Голос Субботы, впрочем, не дрожал, как у других, повторяя за чтецом:
— «Во всём еже повелено и доверено ми будет, имя реку, яз клятвой тяжкою связываю душу мою, от нея же ни в сей век, ни в будущий разрешите мя может кто, клятвопреступника буде ся учиню — и сий самый нож, еже при бедру мою ношу, пройдёт внутренняя моя, руками сих братий моих, пиющих от единыя со мною чаши».
Врученье ножа царём и питьё вина, поднесённого красивым подростком-мальчиком Борисом, при лобзанье всех присутствовавших между собой и с присоединёнными к опричнине, заключили страшную присягу безвозвратного закабаленья на кровавую службу.
Иоанн уже решил смерть ближайших свойственников некогда ему милого Алексея. Впрочем, с большим трудом Левкий, Мисаил Сукин и Алексей Басманов вырвали эту уступку на хмельном пиру у царя. Он по ночам, как слышно, плакал не раз, произнося во сне имя первой жены своей и реже вспоминаемого им друга. Память о нём была страшна — и из-за страха ненавистна новым любимцам. Вырвав неполное хотя соизволение царя зажать рот боярыне Магдалыне, предсказательнице непродолжительного господства настоящего порядка вещей, — Малюта, Басмановы, Яковлев, Сукин и Василий Грязной собрали наскоро в эту же ночь совещание. Все согласны были в главном. О подробностях тоже не спорили, поспешая разом кончить до отъезда царя из города в слободу. А отъезд назначен послезавтра.
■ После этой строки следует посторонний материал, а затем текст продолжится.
PR #11792, opened 2026-05-26
[google_maps_flutter] Disable marker move animation on iOS

Gibbo97:
Disable the marker move animation google_maps_flutter on iOS. Currently when you update the position it takes some time to move. However, on other platforms; android, web in my testing, the marker move is not animated. Additionally other features like lines being moved is not animated.

Marker move has forced animation on google_maps_flutter iOS.
Issue: https://github.com/flutter/flutter/issues/129826

Behaviour previously, showing lines and markers behaving differently:
https://github.com/user-attachments/assets/d129bbb6-af93-4825-9b05-10befed4fd87

Behaviour now showing markers and lines behaving the same:
https://github.com/user-attachments/assets/3437caf9-628c-489e-ac5d-f0fb55897a6e

## Pre-Review Checklist

- [x] I signed the [CLA].

### DIFF
--- a/packages/google_maps_flutter/google_maps_flutter_android/lib/src/google_maps_flutter_android.dart
+++ b/packages/google_maps_flutter/google_maps_flutter_android/lib/src/google_maps_flutter_android.dart
@@ -9,7 +9,8 @@ import 'package:flutter/gestures.dart';
 import 'package:flutter/material.dart';
 import 'package:flutter/rendering.dart';
 import 'package:flutter/services.dart';
-import 'package:google_maps_flutter_platform_interface/google_maps_flutter_platform_interface.dart';
+import 'package:google_maps_flutter_platform_interface/google_maps_flutter_platform_interface.dart'
+    hide PlatformMapConfiguration;
 import 'package:stream_transform/stream_transform.dart';
 
 import 'google_map_inspector_android.dart';
--- a/packages/google_maps_flutter/google_maps_flutter_platform_interface/lib/src/types/platform_map_configuration.dart
+++ b/packages/google_maps_flutter/google_maps_flutter_platform_interface/lib/src/types/platform_map_configuration.dart
@@ -1,0 +1,15 @@
+// Copyright 2013 The Flutter Authors
+// Use of this source code is governed by a BSD-style license that can be
+// found in the LICENSE file.
+
+import 'package:flutter/foundation.dart';
+
+/// Base class for platform-specific map configuration.
+///
+/// Platform implementations can add platform-specific configuration options
+/// by extending this class.
+@immutable
+class PlatformMapConfiguration {
+  /// Creates a platform-specific map configuration.
+  const PlatformMapConfiguration();
+}
--- a/packages/google_maps_flutter/google_maps_flutter/CHANGELOG.md
+++ b/packages/google_maps_flutter/google_maps_flutter/CHANGELOG.md
@@ -1,3 +1,8 @@
+## 2.19.0
+
+* Adds `GoogleMapController.setPlatformConfiguration` for configuring
+  platform-specific map options.
+
 ## 2.18.0
 
 * Adds support for mapTypeControlEnabled, fullscreenControlEnabled, and streetViewControlEnabled on web.
--- a/packages/google_maps_flutter/google_maps_flutter/lib/google_maps_flutter.dart
+++ b/packages/google_maps_flutter/google_maps_flutter/lib/google_maps_flutter.dart
@@ -54,6 +54,7 @@ export 'package:google_maps_flutter_platform_interface/google_maps_flutter_platf
         MinMaxZoomPreference,
         PatternItem,
         PinConfig,
+        PlatformMapConfiguration,
         Polygon,
         PolygonId,
         Polyline,
--- a/packages/google_maps_flutter/google_maps_flutter/lib/src/controller.dart
+++ b/packages/google_maps_flutter/google_maps_flutter/lib/src/controller.dart
@@ -128,6 +128,15 @@ class GoogleMapController {
     return GoogleMapsFlutterPlatform.instance.updateMapConfiguration(update, mapId: mapId);
   }
 
+  /// Sets platform-specific configuration for this map.
+  ///
+  /// Platform-specific configuration classes are provided by the platform
+  /// implementation packages.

— Если случай опустить теперь — не вырваться из слободы: нужно докладывать. А как он да опять отменит или ничего не скажет?
Призваны три десятка первоприсягавших. Суббота в первый десяток внесён, к Малюте. Басманов, Алексей Данилыч, второй взял; а с третьим, расставленным по улице вокруг дома ненавистой начальным опричным людям богомолки, — чтобы никого не выпустить, — назначено быть Яковлеву.
Была глухая ночь и такая темь, хоть глаз выколи, когда густая толпа конных опричников доехала до двора обречённой жертвы, туда, где ничто не нарушало мирного сна обывателей. Ворота на ключе не задержали ни на минуту прибывших. Поднятая с петель на копьях, масса створов только глухо грохнулась в глубокий снег — и как по мосту проскакали по разбитым полотнищам десятки царских слуг к дому боярыни-иноземки. Это была полька, давно поселившаяся в Москве и принявшая православие. Чуждая москвитянам по происхождению и воспитанию в католичестве, она сроднилась с новой землёй и людьми — благодеяниями. Имя боярыни Магдалыни было известно в Москве всем нищим, не имевшим крова, и всем странникам.